Although it is true that the starting point for NIR already have one extra instruction compared with IR, that extra one gets optimized on following steps. What caught my attention was the difference between what happens with the instruction #1 on the IR case, compared with the equivalent instruction #2 on the NIR case (the add). On the IR case, copy propagation is able to propagate attr18 from the previous instruction. So is easy to see that this could be simplified on following optimization steps. But that doesn’t happen on the NIR case. On NIR, instruction #2 after the copy propagation remains the same.

So I started to take a look to the implementation of the copy propagation optimization code (here).
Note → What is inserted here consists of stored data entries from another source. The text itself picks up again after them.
PR #2837, opened 2024-03-22
Allow disabling lint or breaking for an entire module via a configuration ignore

bufdev:
Up until now, we have made it an error to do the following in your `buf.yaml` configuration:

```yaml
# buf.yaml
version: v1
lint:
  ignore:
    - .
```

This being an error made sense - this is saying that you'd like to ignore lint for all paths in the module. If you didn't want to lint the module, then...don't lint it.

However, this did not take into account workspaces. We have never provided a way for someone to ignore a module within a workspace for linting. Even pre-v2-configuration, this might be something you'd want to do:

```yaml
# buf.work.yaml
version: v1
directories:
- proto/module1
- proto/module2
- vendor
```

You may commonly want to not lint `vendor` while still being able to run `buf lint` for the entire workspace.

In v2, this really comes into the fore. We should provide a way for people to ignore a single module. Instinctively, I would do this:

```yaml
# buf.yaml
version: v2
modules:
  - path: module1
  - path: module2
  - path: vendor
lint:
  ignore:
    - vendor
```

Or I might do this:

```yaml
# buf.yaml
version: v2
modules:
  - path: module1
  - path: module2
  - path: vendor
    lint:
      ignore:
        - vendor
```

However, before this PR, this would result in the following error:

```
Failure: decode buf.yaml: lint.ignore: path "vendor" is equal to module directory "vendor"
```

This PR makes this a valid configuration. If you specify an ignore that is also a module directory, lint (or breaking) checks will be disabled for this entire module.

`ignore` seems like the most logical place to do this. We did consider adding a special `disabled` key, however this feels like it just clutters the configuration. If we want to do this in the future, we can easily add it in in a backwards-compatible manner.

The actual code here isn't the prettiest, but it gets it in. Tests have been added to verify the behavior now matches what we expect.

### DIFF
--- a/private/bufpkg/bufconfig/check_config.go
+++ b/private/bufpkg/bufconfig/check_config.go
@@ -76,7 +76,7 @@ type CheckConfig interface {
 	//     ignore:
 	//       - .
 	//
-	// We could make it so that ignore == moduleDirPath is only allowed for v1, however
+	// We could make it so that ignore == moduleDirPath is only allowed for v2, however
 	// this feels like overkill, so we're just going to keep this consistent for v1
 	// and v2.
 	Disabled() bool
--- a/private/bufpkg/bufconfig/check_config.go
+++ b/private/bufpkg/bufconfig/check_config.go
@@ -19,14 +19,14 @@ import (
 )
 
 var (
-	defaultCheckConfigV1 = newCheckConfigNoValidate(
+	defaultCheckConfigV1 = newEnabledCheckConfigNoValidate(
 		FileVersionV1,
 		nil,
 		nil,
 		nil,
 		nil,
 	)
-	defaultCheckConfigV2 = newCheckConfigNoValidate(
+	defaultCheckConfigV2 = newEnabledCheckConfigNoValidate(
 		FileVersionV2,
 		nil,
 		nil,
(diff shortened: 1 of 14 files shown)


private/bufpkg/bufconfig/check_config.go
```diff
@@ -45,6 +45,41 @@ type CheckConfig interface {
...
+	//
+	// We no longer produce an error in this case. Instead, we set Disabled(), and
+	// do not run checks. This means that the following is no longer an error:
+	//
+	//   version: v1
+	//   lint:
+	//     ignore:
+	//       - .
+	//
+	// We could make it so that ignore == moduleDirPath is only allowed for v2, however
```
pkwarren, line 79:
```suggestion
	// We could make it so that ignore == moduleDirPath is only allowed for v2, however
```
Did you mean v2 here?

pkwarren (approved):

private/bufpkg/bufconfig/check_config.go
bufdev: yea i updated it

doriable (approved):

private/bufpkg/bufconfig/check_config.go
pkwarren: Ah ok was reviewing prior version.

Without entering into details, this pass analyses each instruction, comparing them with the previous ones in order to know if it can do a copy propagation. So I looked why with that specific instruction the pass concludes that it can’t be done. At this point you could use gdb, but I used some extra printfs (sometimes they are useful too). So I find the check that rejected that instruction:

bool has_source_modifiers = value.negate || value.abs;

<skip>

if (has_source_modifiers && value.type != inst->src[arg].type)
    return false;

That means that if the source of the previous instruction you are checking against is negated (or has an abs), and the types are different, you can’t do the propagation. This makes sense, because negation is different on different types. If we go back to check the shader assembly output, we find that it is true that the types (those F, D and UD just after the registers) are different between the IR and the NIR case. Why we didn’t worry before? Why this was not failing on any piglit test? Well, because if you take a look more carefully, the instructions that had different types are the movs. In both cases, the type is correct on the add instruction. And in a mov, the type is somewhat irrelevant. You are just moving raw data from one place to the other. It is important on the ALU operation. But in any case, it is true that the type is wrong on those registers (compared with the original GLSL code), and as we are seeing, is causing some problems on the optimization passes. So next step: check where those types are filled.

Searching a little on the code, and using gdb this time, this is done on the function nir_setup_uniforms at brw_vec4_nir.cpp,while creating a source register variable. But curiously it is using the type that came from NIR:

src_reg src = src_reg(ATTR, var->data.location + i, var->type);

and printing out the content of var->type with gdb, it properly shows the type used at the GLSL code. If we go deeper to the src_reg constructor:

src_reg::src_reg(register_file file, int reg, const glsl_type *type)
{
    init();

    this->file = file;
    this->reg = reg;
    if (type && (type->is_scalar() || type->is_vector() || type->is_matrix()))
        this->swizzle = brw_swizzle_for_size(type->vector_elements);
    else
        this->swizzle = BRW_SWIZZLE_XYZW;
}

We see that the type is only used to fill the swizzle. But if we compare this to the equivalent code for a destination register:

dst_reg::dst_reg(register_file file, int reg, const glsl_type *type,
unsigned writemask)
{
    init();

    this->file = file;
    this->reg = reg;
    this->type = brw_type_for_base_type(type);
    this->writemask = writemask;
}

dst_reg is is also filling internally the type, something src_reg is not doing. So at this point the patch is straightforward. It is just fill src_reg->type using the constructor type parameter. The patch was approved and is already on master.

Coming up next

At the end, I didn’t need to improve at all any of the optimization passes, as the bug was elsewhere, but the debugging steps for this work are still the same. In fact it was the usual bug that was harder to find (for simplicity I summarized the triaging) that to solve. For the next blog post, I will explain how I worked on another instruction count regression, somewhat more complex, that needed a change on one of the optimization passes.